There is a full description here:
[https://en.wikipedia.org/wiki/Quantum_teleportation#Formal_p...](https://en.wikipedia.org/wiki/Quantum_teleportation#Formal_presentation)

It's difficult to copy formulas here but essentially A and B are in one Bell
state at the beginning.

When Alice makes a measurement in the basis of the Bell states for C and A,
the result is that B will now be in one of the states

    
    
      alpha|0> + beta|1>
      alpha|0> - beta|1>
      beta|0> + alpha|1>
      beta|0> - alpha|1>
    

Alice knows which one of the four is the pure state of B after the measurement
and tells Bob how to rotate the state (if needed) to recover alpha|0> \+
beta|1>

So, again, when Alice does the measurement the state becomes one of the four
listed states and when Bob rotates the state (if needed) B is the same state
that C was originally.
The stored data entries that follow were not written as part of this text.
PR #397, opened 2020-01-29
Added support for Data Disks in Azure and AliCloud

### LINKED ISSUE #396: Data Disks in AliCloud and Azure
Currently, MCM supports multiple (non-root) devices in AWS and GCP. Other IaaS providers (eg. Azure, AliCloud) also support this ability using Data Disks. However, MCM does not expose this option in relevant machine classes and drivers. 

Data Disks can be useful in k8s nodes for several scenarios:
* OS Disk Encryption has limited support in some IaaS providers, whereas data disk encryption is widely supported. Sensitive ephemeral data can be conveniently encrypted on data disks.  https://github.com/gardener/gardener/issues/1743
* Assurance of IOPS for workloads that utilize a dedicated data disk
* memory expansion

MCM should expose this ability.

guydc:

Enable MCM support for Data Disks in AliCloud and Azure. Aligns MCM’s capability to create and attach multiple devices across all major IaaS providers, for use cases such as memory expansion, resource isolation and encryption.  

Use a test suite for all driver tests. 

Fixes #396 
Part of gardener/gardener#1743

**Release note**:

```improvement developer
Added support for multiple Data Disks in Azure and AliCloud. 
```


hardikdr:
thanks @guydaichs for the PR, we shall review it soon.

pkg/apis/machine/validation/awsmachineclass.go
```diff
@@ -132,12 +132,19 @@ func validateBlockDevices(blockDevices []machine.AWSBlockDeviceMappingSpec, fldP
 
 	validVolumeTypes := []string{"gp2", "io1", "st1", "sc1", "standard"}
 
+	// https://docs.aws.amazon.com/AWSEC2/latest/UserGuide/device_naming.html
+	const dataDeviceNameFmt string = `^/dev/(sd[a-z]|xvd[a-c][a-z]?)$`
+	var dataDeviceNameRegexp = regexp.MustCompile("^" + dataDeviceNameFmt + "$")
```
ggaurav10: Do `^` and `$` still need to be there if `dataDeviceNameFmt` already has them?

pkg/driver/driver_alicloud.go
```diff
@@ -75,6 +76,11 @@ func (c *AlicloudDriver) Create() (string, string, error) {
 		request.InternetMaxBandwidthOut = requests.NewInteger(*c.AlicloudMachineClass.Spec.InternetMaxBandwidthOut)
 	}
 
+	if ok := c.AlicloudMachineClass.Spec.DataDisks != nil; ok {
```
ggaurav10: Should this line be replaced with just:
`c.AlicloudMachineClass.Spec.DataDisks != nil`
Also, since we are doing a `nil` check, do we need the following check also:
`len(c.AlicloudMachineClass.Spec.DataDisks) > 0`

pkg/driver/driver_azure.go
```diff
@@ -99,6 +99,9 @@ func (d *AzureDriver) getVMParameters(vmName string, networkInterfaceReferenceID
 		tagList[idx] = to.StringPtr(element)
 	}
 
+	azureDataDisks := d.AzureMachineClass.Spec.Properties.StorageProfile.DataDisks
+	dataDisks := d.generateDataDisks(vmName, azureDataDisks)
```
ggaurav10: Do we need a `nil` and `len()` check here also just like in the case of Alicloud? Please check previous comment.

hardikdr:
Thanks @guydaichs for PR/feature. As this does not fall under our existing CI scope[multiple-disks], we shall test it out separately soon, and update the thread here. 

@jia-jerry @dkistner Can you please take a brief look for the Alicloud and Azure part respectively :-)

hardikdr:
cc @rewiko  
As you had enabled support for multiple-disks recently in other PR.

prashanth26:
Looks like there is an issue here - 
pkg/apis/machine/validation/azuremachineclass.go:144: Sprintf format %s has arg lun of wrong type int32

dkistner:
I will try to check the azure specific part soon.

guydaichs:
@rewiko  - I added a verification for block device names in `awsmachineclass`, based on the recommended naming documented by [AWS](https://docs.aws.amazon.com/AWSEC2/latest/UserGuide/device_naming.html). I changed a few unit tests that were using a device named `/dev/vdga`. Is this ok from your point of view?

pkg/apis/machine/validation/awsmachineclass.go
```diff
@@ -132,12 +132,19 @@ func validateBlockDevices(blockDevices []machine.AWSBlockDeviceMappingSpec, fldP
...
+
 	// if blockDevices is empty, AWS will automatically create a root partition
 	for i, disk := range blockDevices {
 		idxPath := fldPath.Index(i)
 
 		if disk.DeviceName == "/root" {
 			rootPartitionCount++
+		} else if len(blockDevices) > 1 && !dataDeviceNameRegexp.MatchString(disk.DeviceName) {
+			// if there are multiple devices, non-root devices are expected to adhere to AWS naming conventions
+			allErrs = append(allErrs, field.Invalid(idxPath.Child("deviceName"), disk.DeviceName, utilvalidation.RegexError(dataDeviceNameFmt, "/dev/sdf")))
```
rewiko:
```suggestion
			allErrs = append(allErrs, field.Invalid(idxPath.Child("deviceName"), disk.DeviceName, utilvalidation.RegexError(fmt.Sprintf("Device name given: %s does not match the expected pattern", disk.DeviceName), dataDeviceNameFmt)))
```

pkg/apis/machine/validation/awsmachineclass_test.go
```diff
@@ -378,7 +371,7 @@ var _ = Describe("AWSMachineClass Validation", func() {
 					},
 				},
 				{
```
rewiko: I think tests should be added for the device name regex validation.

rewiko:
LGTM just a few comments

jia-jerry (changes requested):

pkg/apis/machine/validation/alicloudmachineclass.go
```diff
@@ -63,6 +64,34 @@ func validateAlicloudMachineClassSpec(spec *machine.AlicloudMachineClassSpec, fl
...
+			if _, keyExist := names[dataDisk.Name]; keyExist {
+				names[dataDisk.Name]++
+			} else {
+				names[dataDisk.Name] = 1
+			}
+
+			if dataDisk.Name == "" {
+				allErrs = append(allErrs, field.Required(idxPath.Child("name"), "Data Disk name is required"))
+			}
+			if dataDisk.Size <= 0 {
```
jia-jerry: For AliCloud, data disk size should be larger than 20 and less than 32768 GB.

pkg/driver/driver_azure.go
```diff
@@ -167,14 +171,35 @@ func (d *AzureDriver) getVMParameters(vmName string, networkInterfaceReferenceID
...
 }
 
+func (d *AzureDriver) generateDataDisks(vmName string, azureDataDisks []v1alpha1.AzureDataDisk) []compute.DataDisk {
+	var dataDisks []compute.DataDisk
+	for _, azureDataDisk := range azureDataDisks {
+		dataDiskName := dependencyNameFromVMNameAndDependency(getAzureDataDiskName(azureDataDisk), vmName, dataDiskSuffix)
+		dataDiskLun := azureDataDisk.Lun
+		dataDiskSize := azureDataDisk.DiskSizeGB
+		dataDisk := compute.DataDisk{
+			Lun:     &dataDiskLun,
```
dkistner: Can we simply enumerate the `lun` starting with `0`? This will be only called when a new machine is created. In all other cases we would need to determine a free `lun` first because k8s could already attach a data disk which allocate the `lun`.

pkg/apis/machine/v1alpha1/types.go
```diff
@@ -992,6 +993,15 @@ type AzureOSDisk struct {
 	CreateOption string                     `json:"createOption,omitempty"`
 }
 
+type AzureDataDisk struct {
+	Name         string                     `json:"name,omitempty"`
+	Lun          int32                      `json:"lun,omitempty"`
+	Caching      string                     `json:"caching,omitempty"`
+	ManagedDisk  AzureManagedDiskParameters `json:"managedDisk,omitempty"`
```
dkistner: Can we make the `ManagedDisk` attribute flat? We want to specify only the volume type here? So why not simply renaming it `volumeType` and make it of type string or better `compute.StorageAccountTypes`.

pkg/driver/driver_azure.go
```diff
@@ -167,14 +171,35 @@ func (d *AzureDriver) getVMParameters(vmName string, networkInterfaceReferenceID
...
+			Name:    &dataDiskName,
+			Caching: compute.CachingTypes(azureDataDisk.Caching),
+			ManagedDisk: &compute.ManagedDiskParameters{
+				StorageAccountType: compute.StorageAccountTypes(azureDataDisk.ManagedDisk.StorageAccountType),
+			},
+			DiskSizeGB:   &dataDiskSize,
+			CreateOption: compute.DiskCreateOptionTypes(azureDataDisk.CreateOption),
```
dkistner: Do we need other CreateOptions than `Empty`? I think `Attach` and `FromImage` would require addional information like which existing volume should be attached or which image should be used to create the volume?

pkg/driver/driver_azure.go
```diff
@@ -167,14 +171,35 @@ func (d *AzureDriver) getVMParameters(vmName string, networkInterfaceReferenceID
 		VMParameters.Identity = &compute.VirtualMachineIdentity{
 			Type: compute.ResourceIdentityTypeUserAssigned,
 			UserAssignedIdentities: map[string]*compute.VirtualMachineIdentityUserAssignedIdentitiesValue{
-				*d.AzureMachineClass.Spec.Properties.IdentityID: &compute.VirtualMachineIdentityUserAssignedIdentitiesValue{},
```
dkistner: Have you tested this?

pkg/apis/machine/v1alpha1/types.go
```diff
@@ -992,6 +993,15 @@ type AzureOSDisk struct {
 	CreateOption string                     `json:"createOption,omitempty"`
 }
 
+type AzureDataDisk struct {
+	Name         string                     `json:"name,omitempty"`
+	Lun          int32                      `json:"lun,omitempty"`
+	Caching      string                     `json:"caching,omitempty"`
```
dkistner: Need to check for chaching, but afaik it is only supported for premium storage. 
BTW: The same for os disk. Need to double check.

dkistner (changes requested):

pkg/apis/machine/v1alpha1/types.go
guydaichs: I couldn't find a limitation to premium storage in the [docs](https://docs.microsoft.com/en-us/learn/modules/caching-and-performance-azure-storage-and-disks/3-enable-and-configure-azure-vm-disk-cache-by-using-the-azure-portal), and I was able to configure caching for standard disks. 
image

pkg/driver/driver_azure.go
guydaichs: unintended, i'll revert this.

pkg/driver/driver_azure.go
guydaichs: well, it depends on the use case. If MCM is used purely for declarative VM management (outside of k8s), it might  be useful to configure luns explicitly. For example, the recommended way for [identifying devices within the VM is by lun](https://docs.microsoft.com/en-us/azure/virtual-machines/troubleshooting/troubleshoot-device-names-problems#identify-disk-luns). This is also consistent with the device-naming behavior in the AWS machine controller.

pkg/apis/machine/validation/alicloudmachineclass.go
```diff
@@ -63,6 +64,34 @@ func validateAlicloudMachineClassSpec(spec *machine.AlicloudMachineClassSpec, fl
...
+		names := map[string]int{}
+		for i, dataDisk := range spec.DataDisks {
+			idxPath := fldPath.Child("dataDisks").Index(i)
+			if _, keyExist := names[dataDisk.Name]; keyExist {
+				names[dataDisk.Name]++
+			} else {
+				names[dataDisk.Name] = 1
+			}
+
+			if dataDisk.Name == "" {
```
jia-jerry: Also need to check Name string pattern. ```The name must be 2 to 128 characters in length, and can contain letters, digits, periods (.), underscores (_), colons (:), and hyphens (-). It must start with a letter.``` Should be better checked when the shoot is created, btw.

jia-jerry (changes requested):

pkg/driver/driver_azure.go
dkistner: Hmm ok, you mean machines which are managed as Kubernetes resources but not intended to be k8s nodes. Makes sense for me. @prashanth26, @hardikdr WDYT?

Could we then make the `lun` optional? In case no `lun` is set then enumerate and starting with 0? WDYT?

pkg/apis/machine/v1alpha1/types.go
dkistner: I have also double checked this. Caching is possible also standard storage. Thanks!

dkistner: Could we make caching optional and default to `None`?

pkg/driver/driver_azure.go
guydaichs: Well, this input is used both for disk creation, deletion and on-error cleanup flows. so, lun ids will need to be generated in several scenarios. If it was possible to default this value before storage, handling unset luns would be much cleaner. To avoid over complication, I suggest that luns would either be exclusively set or unset.  WDYT ?

pkg/apis/machine/validation/alicloudmachineclass.go
guydaichs: The actual name is generated from the device name, instance name and some suffix. The machine name is safe, but I can't assume much about its length. To be a bit safer, I can enforce that data disk name length should be <64. Regarding the shoot validation - I can add it in the ac-provider extension. WDYT?

jia-jerry: Sure. Thank you.

hardikdr (commented):
Thanks for the nice PR @guydaichs

guydaichs:
> How are the luns managed by the PVC/PV controller in k8s ? Is it possible that, kubernetes allocates the same lun value for a pvc-disk and we set the same lun value for the data-disk here, what will be the behaviour then 

@hardikdr - It looks like the attachment process in azure finds an available lun : https://github.com/kubernetes-sigs/azuredisk-csi-driver/blob/master/vendor/k8s.io/legacy-cloud-providers/azure/azure_controller_common.go#L280. 

My assumptions are:
* MCM will provision and attach data-disks before any PV is attached. 
* If an existing PV is (re-)attached to a node, an available lun would be selected on-demand. 
* If the data-disk definition for an azure machine will change, the node would be destroyed and re-provisioned. 
 
Do you think that we need an additional safety mechanism?

pkg/driver/driver_azure.go
hardikdr: I think I am fine exclusively setting/unsetting it for the scope of this PR.
Though, we might want to in the future allow 
1. optional lun, if not specified start from 0, as pointed by @dkistner .
2. And check on the free lun before allocating, in case we decide to move towards managing machines not necessarily being k8s nodes.

dkistner: > How are the luns managed by the PVC/PV controller in k8s ?

The azure k8s driver is fetching the machine spec from Azure to check for free `luns` before attaching a volume. Therefore it shouldn't be possible that k8s allocate the same `lun` for data disk which is attached to machine by mcm.

My suggestion was to make the `lun` in the spec optional. If set ok then use that one on the machine (if invalid machine creation will of course fail). If not set start to enumerate the lun beginning with 0.

hardikdr (commented):
Overall looks good to me,  I have few minor comments inline, thanks for the much-needed feature.

pkg/driver/driver_azure.go
hardikdr: >My suggestion was to make the lun in the spec optional. If set ok then use that one on the machine (if invalid machine creation will of course fail). If not set start to enumerate the lun beginning with 0.

Understood thanks. Having optional lun would be indeed nice. 
Though, the current state doesn't seem to be hurting, leaving the decision to @guydaichs to change the behavior.

hardikdr:
>Do you think that we need an additional safety mechanism?

Looks good to me, but you might want to take a call on the suggestion made [here](https://github.com/gardener/machine-controller-manager/pull/397#discussion_r402962049) by @dkistner , if you feel to make the `lun` optional, and enumerate from zero if not specified.

hardikdr:
Overall, thanks a lot to @guydaichs for the PR, and thanks to everyone for reviewing it.

I'd suggest following, to further complete the review and go ahead merging it.

@guydaichs  Can you please address the remaining the review-comments on the PR. Also, `Resolve Conversations` wherever you feel it's taken care of already.  There is also a conflicting file, you might want to consider.
  - Overall, an apology from my side for the delayed review.

@dkistner  @jia-jerry  Can you please follow-up (resolve the conversations if taken care of or concern is not valid anymore) and approve the PR from the Azure's and Alicloud's perspective respectively when it's ready.  Thanks a lot in advance.

pkg/apis/machine/v1alpha1/types.go
```diff
@@ -992,6 +993,14 @@ type AzureOSDisk struct {
 	CreateOption string                     `json:"createOption,omitempty"`
 }
 
+type AzureDataDisk struct {
```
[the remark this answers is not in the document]
hardikdr: Let's drop this suggestion for now, not very critical from the functionality point of view. We shall try to align the APIs with that of SDK later separately if required.

pkg/apis/machine/validation/awsmachineclass_test.go
guydaichs: Yes, naming conventions also depend on virtualization types, and are documented here: https://docs.aws.amazon.com/AWSEC2/latest/UserGuide/device_naming.html. 

As discussed, for the scope of this PR, I think that it's sufficient to validate that the device name matches the `/dev/[sd/xvd]*` regex, and that there is no duplication of device names. In case of device name incompatibility with the VM type, I think that it's reasonable to fail on an AWS SDK error. 

The AWS EBS CSI Driver uses the `/dev/xvd` prefix : https://github.com/kubernetes-sigs/aws-ebs-csi-driver/blob/master/pkg/cloud/devicemanager/manager.go#L29, and generates a suffix taking into consideration existing device names: https://github.com/kubernetes-sigs/aws-ebs-csi-driver/blob/master/pkg/cloud/devicemanager/allocator.go#L52. I expect that the aws provider extensions for gardener would generate device names using a logic similar to the EBS CSI Driver.

pkg/driver/driver_azure.go
guydaichs: Considering that the Azure Disk Deletion API is based on resource names https://docs.microsoft.com/en-us/rest/api/compute/disks/delete, it's important to establish unique and stable names for data disks. One option is to use the already-unique lun attribute in the naming convention, to achieve this uniqueness. If there was an option to mutate the machine class and set a value for unspecified luns once, that would fine. But we don't have this ability in MCM yet, and I'm concerned that generating this unique identifier in several flows can lead to inconsistency. For the scope of this PR, I prefer to keep the MCM simple and  require this value to be set.

pkg/driver/driver_alicloud.go
```diff
@@ -75,6 +76,11 @@ func (c *AlicloudDriver) Create() (string, string, error) {
 		request.InternetMaxBandwidthOut = requests.NewInteger(*c.AlicloudMachineClass.Spec.InternetMaxBandwidthOut)
 	}
 
+	if c.AlicloudMachineClass.Spec.DataDisks != nil && len(c.AlicloudMachineClass.Spec.DataDisks) > 0 {
+		dataDiskRequests := c.generateDataDiskRequests(c.AlicloudMachineClass.Spec.DataDisks)
```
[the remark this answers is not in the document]
guydaichs: Yes, both disks are tagged with the instance tags. Below is an example of an instance created with a single data disk: 
```json
{
  "TotalCount": 2,
  "Disks": {
    "Disk": [
      {
        "Size": 100,
        "Encrypted": true,
        "Tags": {
          "Tag": [
            {
              "TagKey": "kubernetes.io/cluster/shoot--dev--ac-cb3",
              "TagValue": "1"
            },
            {
              "TagKey": "kubernetes.io/rol e/worker/shoot--dev--ac-cb3",
              "TagValue": "1"
            }
          ]
        },
        "DeleteWithInstance": true,
        "DiskName": "shoot--dev--ac-cb3-cpu-worker-eu-central-1a-7c6477bdb7-hjw8l-dv1-data-disk",
        "DiskId": "d-gw8foxh3f9cp0ed0cee4"
      },
      {
        "Size": 75,
        "Encrypted": false,
        "Tags": {
          "Tag": [
            {
              "TagKey": "kubernetes.io/cluster/shoot--dev--ac-cb3",
              "TagValue": "1"
            },
            {
              "TagKey": "kubernetes.io/role/worker/shoot--dev--ac-cb3",
              "TagValue": "1"
            }
          ]
        },
        "DeleteWithInstance": true,
        "DiskName": "",
        "DiskId": "d-gw8c4p6uken0bp2nol18"
      }
    ]
  }
}
```

pkg/driver/driver_alicloud.go
```diff
@@ -106,6 +112,33 @@ func (c *AlicloudDriver) Create() (string, string, error) {
...
+		}
+
+		if disk.DeleteWithInstance != nil {
+			dataDiskRequest.DeleteWithInstance = strconv.FormatBool(*disk.DeleteWithInstance)
+		} else {
+			dataDiskRequest.DeleteWithInstance = strconv.FormatBool(true)
+		}
+
+		if disk.Category == "DiskEphemeralSSD" {
+			dataDiskRequest.DeleteWithInstance = ""
```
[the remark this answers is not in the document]
guydaichs: Ephemeral SSDs are using the physical host's local storage: https://www.alibabacloud.com/help/doc-detail/35241.htm. Their termination-with-instance is actually ignored, as seen in the terraform provider implementation: https://github.com/terraform-providers/terraform-provider-alicloud/blob/master/alicloud/resource_alicloud_instance.go#L990. 

Anyway, It's not really a use case in the context of gardener right now, as only mainstream volumes (cloud_efficiency, cloud_ssd) are viable options of worker volumes.

kubernetes/machine_classes/aws-machine-class.yaml
```diff
@@ -25,6 +25,15 @@ spec:
     namespace: default  # Namespace
     name: test-secret # Name of the secret
   blockDevices:
-    - ebs:
+    - name: /root
```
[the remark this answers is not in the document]
guydaichs: I'm only extending the example based on multiple-volume support introduced by @rewiko in a previous change. Yes, the change was backwards-compatible. If a single volume is provided it would be treated as a the root volume and the name would be obtained from AMI (machine-class provided name ignored).

pkg/apis/machine/validation/awsmachineclass_test.go
hardikdr: Sure, sounds good to me.

pkg/driver/driver_azure.go
hardikdr: Overall, sounds good to me. MCM could potentially lose the allocated-lun and storing it at MachineClass dynamically, could actually bring complexity, and probably not in the scope of this PR. 
@dkistner closing the comment, please feel free to re-open if you think otherwise :)

kubernetes/machine_classes/azure-machine-class.yaml
```diff
@@ -29,6 +29,21 @@ spec:
         caching: "None" # Caching Strategy (None/ReadOnly/ReadWrite)
         diskSizeGB: 50 # Size of disk to be created in GB
         createOption: "FromImage" # Create option for disk (Empty/Attach/FromImage)
+      DataDisks:
```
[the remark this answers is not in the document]
hardikdr: Resolved.

pkg/apis/machine/v1alpha1/types.go
hardikdr: @guydaichs , this has been taken care of, right ?

pkg/driver/driver_azure.go
hardikdr: I believe, this is also resolved, can you please confirm @guydaich ?

hardikdr: I believe, this is also resolved, can you please confirm @guydaich @dkistner ?

guydaichs: resolved

pkg/apis/machine/validation/alicloudmachineclass.go
guydaichs: length and regex validation on the device name was added.

pkg/apis/machine/validation/alicloudmachineclass.go
```diff
@@ -63,6 +64,34 @@ func validateAlicloudMachineClassSpec(spec *machine.AlicloudMachineClassSpec, fl
 		allErrs = append(allErrs, field.Required(fldPath.Child("keyPairName"), "KeyPairName is required"))
 	}
 
+	if spec.DataDisks != nil {
+		names := map[string]int{}
+		for i, dataDisk := range spec.DataDisks {
+			idxPath := fldPath.Child("dataDisks").Index(i)
+			if _, keyExist := names[dataDisk.Name]; keyExist {
```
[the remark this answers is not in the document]
guydaichs: validations were added

pkg/apis/machine/v1alpha1/types.go
guydaichs: done

pkg/driver/driver_azure.go
guydaichs: done

pkg/driver/driver_azure.go
guydaichs: confirmed

pkg/apis/machine/validation/alicloudmachineclass.go
guydaichs: done

pkg/apis/machine/types.go
```diff
@@ -1106,6 +1117,16 @@ type AlicloudSystemDisk struct {
...
 }
 
+// AlicloudDataDisk describes DataDisk for Alicloud.
+type AlicloudDataDisk struct {
+	Name               string
+	Category           string
+	Description        string
+	Encrypted          bool
+	Size               int
+	DeleteWithInstance bool
```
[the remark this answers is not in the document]
guydaichs: done

kubernetes/machine_classes/aws-machine-class.yaml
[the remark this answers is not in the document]
hardikdr: I see, thanks.

pkg/driver/driver_alicloud.go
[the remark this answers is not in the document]
hardikdr: thanks for checking.

pkg/driver/driver_alicloud.go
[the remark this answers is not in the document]
hardikdr: I see I would then assume it's deleted with the instance termination. Hope that's the correct understanding.

pkg/apis/machine/validation/awsmachineclass.go
guydaichs: fixed

pkg/driver/driver_alicloud.go
guydaichs: both checks added

pkg/driver/driver_azure.go
guydaichs: done.

pkg/apis/machine/validation/alicloudmachineclass.go
```diff
@@ -63,6 +66,43 @@ func validateAlicloudMachineClassSpec(spec *machine.AlicloudMachineClassSpec, fl
 		allErrs = append(allErrs, field.Required(fldPath.Child("keyPairName"), "KeyPairName is required"))
 	}
 
+	const dataDiskNameFmt string = `[a-zA-Z0-9\.\-_:]+`
```
jia-jerry, line 69: it should starts with a letter. The regexp looks like `[a-zA-Z][a-zA-Z0-9\.\-_:]+`

jia-jerry (changes requested):
one minor issue

pkg/driver/driver_azure.go
dkistner: Hmm I try to understand the concerns. The data disks are exclusively bound to the machine and can't be reused by other machines. That mean the disks are also bound to the lifecycle of the machine. 

On creation of the machine the data disks will be also created and at this point in time all luns free on the machine, so we could start with 0 lun and enumerate for other data disks.
During lifetime k8s will attach new disks, but k8s (or someone else) will also check for free luns before attaching the disk which is anyways the safest way to attach new disks.
If the MachineClass spec will change (e.g. adding a new data disks) then we would need to roll the machines and new data disks, which contain the name of the new machine in their name, will be created, right?
On deletion of the machine the attached data disks will be deleted together with machine.

Name generation for the data disk shouldn't be also a big deals as we already have a `name` for each data disk. In combination with machine name it should be unique. We only need to validate that the data disk names are unique.

So what's the concern? Losing a disk (e.g. when something unexpected like mcm crashes happen during the deletion process) which would lead to an orphan disk? That could be handled by the safety controller and by adding some tags to the data disk which contain the machine name. So if the machine is gone and belonging data disks are still exists then it could find and delete them.

Don't get me wrong. The proposed approach is ok for the moment, but from my point of view `lun` is an internal detail of the machine and for connivence we should not force the user to specify it. Users should simply need to say I want a data disk, with this name, size and storage type (+ maybe I need also caching). But I understand this is more effort to archive.

hardikdr: I overall agree with the suggestion to keep the lun optional. But I also feel, having luns as part of the disk-names makes the uniqueness stronger. As we don't want to add the complexity of updating the machineclass with generated-luns, let's keep it the current way for now. We can always have an another look at it in the future if we see a need.

dkistner (approved):
/lgtm

We will tackle the things with optional luns for Azure later in a subsequent issue and pr.
Thanks @guydaichs :)

jia-jerry (approved):
/lgtm

hardikdr:
@ggaurav10 @prashanth26  @rewiko  Can you please take one final look at PR, and approve if possible?

ggaurav10 (approved):

hardikdr (approved):

rewiko (approved):
Nice PR @guydaichs :)

prashanth26 (approved):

Maybe you agree that this is making correct predictions
of experimental results, maybe not. I still don't know when and how does B
change along the procedure according to your view.

> No, but it's a good enough approximation to the truth that it's usually not
> worth quibbling over.

Talking about "pure" states after a measurement is a good enough approximation
to the truth, but you find it worth quibbling over :-)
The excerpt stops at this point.